“If they did not know, then what have they been doing during their five or ten years of service?”
“If they know so much, how many years would it take “Boob” Sikes of Boobtown to learn as little as they appeared to know?”
By the time the questions begin to take on this sort of “How old is Ann” character, you will have reached the conclusion that you have discovered something and have seen things to prove it.
Just here it may be pertinently asked, why those top-notchers in that postoffice should be blanketed by the stipulations of a civil service law which gives them merit credits and grades for the years they have been in the service? If you and I have been loafing on a job for five, ten or more years—been foozling with the duties of that job while heeling and fanning for a political party—why should the law credit those years to us as service “experience?”
In placing any service or a division of any service under a merit classification, the law should require that every position in such service be filled by examination, and such examination should be open alike to the shirt-sleeved employe already holding a position in such service and to outsiders. Such a requirement would show what of service value there really was as a result of the years an employe had been in the service.
Do you ever go to Washington, D. C.? If so, the next time you go, take in one or more of the main divisions of the Postoffice Department. Some guide or clerk will probably be detailed to steer you through. Your pilot will talk considerable and his talk will listen well. You need not, however, hear all nor even much of what he says. As advised in your visit to the Presidential postoffice, keep both your ears and your eyes open to hear and see what the service employes say and do.
You will observe that a considerable number of the clerical force are doing something—are really trying to work. You will also discover before going far that a number of employes are industriously engaged in talking. The smiles and quiet laughter which embellish their conversation may lead you to believe that they are talking about some of the humorous incidents and features of the postal service. Do not, however, be hasty in arriving at such conclusion. If you get near enough to hear an occasional word, you may discover that their conversation is evidently about something which a humoresque writer has described as “the recently distant elsewhere,” and not about the department service at all. It may be about some feature or phase of Washington’s social flux or about some social function which is to stake a temporary claim in the circle in which the talkers circulate. In short, you will discover that the conversation is but commercially pasteurized small-talk and not business.

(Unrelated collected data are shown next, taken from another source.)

Issue #2481, opened 2024-06-27
Concretization error from communication segment followed by compute segment. 


cowanmeg:
I am seeing a concretization error where an IterDomain extent is not bound to a constant. This error only occurs when we have a reduction based collective (like allreduce/reduce scatter) followed by computation in another segment.

An example looks like this: 
---- local matmul ----
T4_g[ ideviceIdx.x10{i0}, iS11{i3}, iS12{i6}, rS13{i2} ] (DeviceMesh{0 1})
   = matmul(T3_l[ ideviceIdx.x7{i0}, iS9{i3}, iS8{i2} ] (DeviceMesh{0 1}),
            T1_g[ ideviceIdx.x3{i4}, iS4{i5}, iS5{i6} ] (DeviceMesh{0 1}))

---- allreduce --- (dispatched to ProcessGroup)
T5_g[ rS14{i0}, iS15{i3}, iS16{i6} ] (DeviceMesh{0 1} = reduce([ideviceIdx.x3{i4}, iS4{i5}, iS5{i6} DeviceMesh{0 1}))

---- bias add --- Note: rS14{i0} is the Val that triggers the error. 
%kernel {
T7_l[ iS19{i3}, iS20{i6} ] (DeviceMesh{0 1})
   = __half2float(T5_g[ **rS14{i0}**, iS15{i3}, iS16{i6} ] (DeviceMesh{0 1}));
T6_l[ bS17{1}, iS18{i7} ] (DeviceMesh{0 1})
   = broadcast( T2_l[ iS6{i7} ] (DeviceMesh{0 1}) )
T8_l[ bS21{1}, iS22{i7} ] (DeviceMesh{0 1})
   = __half2float(T6_l[ bS17{1}, iS18{i7} ] (DeviceMesh{0 1}));
T9_g[ iS23{i3}, iS24{i6} ] (DeviceMesh{0 1})
   = T7_l[ iS19{i3}, iS20{i6} ] (DeviceMesh{0 1})
   + T8_l[ bS21{1}, iS22{i7} ] (DeviceMesh{0 1});

Error:
C++ exception with description "ext_opt.hasValue() INTERNAL ASSERT FAILED at "/csrc/dynamic_transform.cpp":279, please report a bug with repro script to NVFuser at https://github.com/NVIDIA/Fuser/issues. Could not evaluate dynamic extent: i0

Moving on, you will observe other little groups in animated conversation. A glance at the anæmic appearance of some of the talkers will lead you to the immediate and sound conclusion that the subject of conversation cannot be weighty. Politics, even party politics, either practical or progressive, you will readily see would be some sizes too large for them. Getting within hearing range, you will learn that these industrious servants of the people are discussing the telling points in some prize fight “pulled off” the night before or of the ball game which some one or more of the coterie had seen the day before. Maybe some one of the group is turning loose his stem-winding, automatic bloviate ejector in telling his interested auditors about what a “ripping time” he had with Rose at some dance or other party last night. What you hear will be sufficient to convince you that these “classified civil service employes” must put in considerable time in mental and physical exertion to work out of their systems the lessons they were taught at mother’s knee, and much more of their time trying to keep several laps behind their jobs. You will also see that some of the service men are workers—real workers—who earn more than the salaries paid them. So, too, are there many of them whose industry should make a more or less conspicuous service trench into four or five dollars a day. But when you get outside or get home, you will remember having seen numerous supervising and directing heads and many clerks who appeared to be actually tiring themselves out in exertions to keep away from work.
Yes, I repeat, the Postoffice Department carries upon its payrolls too many non-producers of service values—too many mere payroll-raiders on the postal revenues. Putting all these into graded classified service and under the protection of a “joker”-ridden law will not improve the actual service—will not stop the raid of which I have been writing.
The civil service of the government and subordinate division of it—city, county and state—should be controlled by law, not by political partisanship. Mr. Hitchcock is forcefully right in what he says on this very important subject. But laws providing rules and regulations for the betterment of a public service should not provide blind alleys and trenches through which dominating party officials and “bosses” may so easily obstruct or balk accomplishment of the purpose, or the alleged purpose, of the law. I have mentioned three objectionable features common to nearly all civil service laws—to all that I have read. There are other objectionable provisions in some of the laws. I am not, however, intending to discuss here the desirability or the objections to civil service, either as it is or as it should be, save in so far as the present federal law has applied, is applied and may be applied, to the postal service.